Fishing is the capture of aquatic organisms in marine, coastal and inland areas. Marine and inland fisheries, together with aquaculture, provide food, nutrition and a source of income to around 820 million people around the world, from harvesting, processing, marketing and distribution. For many it also forms part of their traditional cultural identity. One of the greatest threats to the sustainability of global fishery resources is illegal, unreported and unregulated fishing.

FAO’s role in fisheries

FAO recognizes the importance of fish and its many associated products for:

  • Food security and nutrition.
  • Economic growth through fish production and trade.
  • Poverty alleviation and the creation of employment opportunities in rural areas.

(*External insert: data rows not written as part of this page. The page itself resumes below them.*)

PR #443, opened 2023-10-10
fix: re-run analytics also on cld source change

jakub-roch:
Run analytics also on cld analytics change - not only basic source change.

### DIFF
--- a/src/plugins/cloudinary-analytics/index.js
+++ b/src/plugins/cloudinary-analytics/index.js
@@ -16,19 +16,22 @@ class CloudinaryAnalytics {
     publicId: this.player.cloudinary.currentPublicId()
   })
 
+  sourceChanged = () => {
+    const metadata = this.getMetadata();
+    if (metadata.cloudName && metadata.publicId) {
+      this.currentVideMetadata = metadata;
+      this.cloudinaryAnalytics.startManualTracking(metadata, {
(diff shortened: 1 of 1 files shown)


src/plugins/cloudinary-analytics/index.js
```diff
@@ -16,19 +16,22 @@ class CloudinaryAnalytics {
...
-        this.cloudinaryAnalytics.startManualTracking(metadata, {
-          videoPlayerType: 'cloudinary video player',
-          videoPlayerVersion: VERSION
-        });
-      } else if (this.currentVideMetadata.cloudName !== metadata.cloudName || this.currentVideMetadata.publicId !== metadata.publicId) {
-        this.cloudinaryAnalytics.stopManualTracking();
-      }
-    });
+    this.player.on(PLAYER_EVENT.CLD_SOURCE_CHANGED, this.sourceChanged);
+    this.player.on(PLAYER_EVENT.SOURCE_CHANGED, this.sourceChanged);
```
ehab-cl, line 34: Are we sure that these 2 events are not overlapping? that is to say that it is always one of them and never both?

ehab-cl (approved):
💪

src/plugins/cloudinary-analytics/index.js
jakub-roch: I checked that only one of them is fired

FAO plays a leading role in international fisheries policy, including through the Committee on Fisheries (COFI) and related sub-committees on Fish Trade and Aquaculture. FAO works with a wide range of partners, including Governments, Regional Fisheries Bodies, cooperatives, fishing communities and others on:

  • Implementing the Code of Conduct for Responsible Fisheries and the Ecosystem Approach to Fisheries (EAF).
  • Compiling and publishing the global capture production database, including fleet, fishers and trade-related data.   
  • Reducing the negative impacts of fishing on the environment through technological and community-based management solutions.
  • Implementing the Port State and Flag State Measures Agreements to prevent, deter and eliminate illegal, unreported and unregulated fishing.
  • Assisting Members countries in disaster preparedness as well as providing assistance to fishing communities affected by emergencies and natural disasters.
  • Supporting Member countries in developing and implementing international guidelines relating to fisheries operations including bycatch management and reduction of discards; eco-labelling and traceability; reduction of fish loss and waste; and supply chain efficiency.
  • Improving understanding of the socio-economics of fisheries taking into account value chain dynamics and market access, the status of fisheries resources; access and user right; issues related to decent work conditions and social protection; equitable revenue distribution and profitability and value-addition.
  • In close collaboration with intergovernmental organizations (e.g. CITES, CMS, IUCN and NGOs), implementing the International Plans of Action (IPOA) for: Reducing Incidental Catch of Seabirds in Longline Fisheries; Conservation and Management of Sharks; Management of Fishing Capacity; and Prevent, Deter, and Eliminate Illegal, Unreported and Unregulated Fishing.
  • Raising the profile of inland fisheries due to its importance for food security and poverty alleviation.
  • Providing assistance in disaster preparedness planning and in dealing with the impacts of climate change at the national, regional and international levels as well as assisting fishing communities affected by natural disasters and prolonged emergencies.
  • Recognizing small-scale fisheries as a fundamental contributor to poverty alleviation and food security, FAO supports the development of the sector, including through the development of a dedicated instrument the voluntary Guidelines for Securing Sustainable Small-Scale Fisheries in the Context of Food Security and Poverty Eradication.
In 2016, 88 percent of the total fish production (151 million out of 171 million tonnes) was for direct human consumption. This is up from 67 percent in the 1960s. In fact the annual growth rate of fish available for human consumption has surpassed that of meat from all terrestrial animals combined.
China is the world’s top fish producer by far, and since 2002, has also been the largest exporter of fish and fish products.
Alaska pollock was the top caught species in 2016. Anchoveta came in second and skipjack tuna ranked third.
40.3 million people worked in the primary sector of capture fisheries in 2016
The value of world trade in fish and fish products has grown significantly, with exports rising from USD 8 billion in 1976 to USD 143 billion in 2016.
Fish provides high-quality, easily-digestible animal proteins that contributes significantly to the human diet and helps fight micronutrient deficiencies.

Major FAO outputs in fisheries

  • Compilations of global catch, fleet and employment statistics by country and information about stock status and bio-ecological characteristics of commercially exploited aquatic species.
  • Compilation and dissemination of worldwide fish price reports, market studies and trend analysis.
  • Publications on fisheries, providing up-to-date information that is valuable to both developed and developing countries.
  • Publication of global stock status reviews and bio-ecological information on aquatic species.
  • Guidelines for Members countries about the use of local ecological knowledge and participatory approaches in fisheries management.
  • Global fisheries statistical and data standards to improve data exchange and integration through partnerships with regional and national institutions.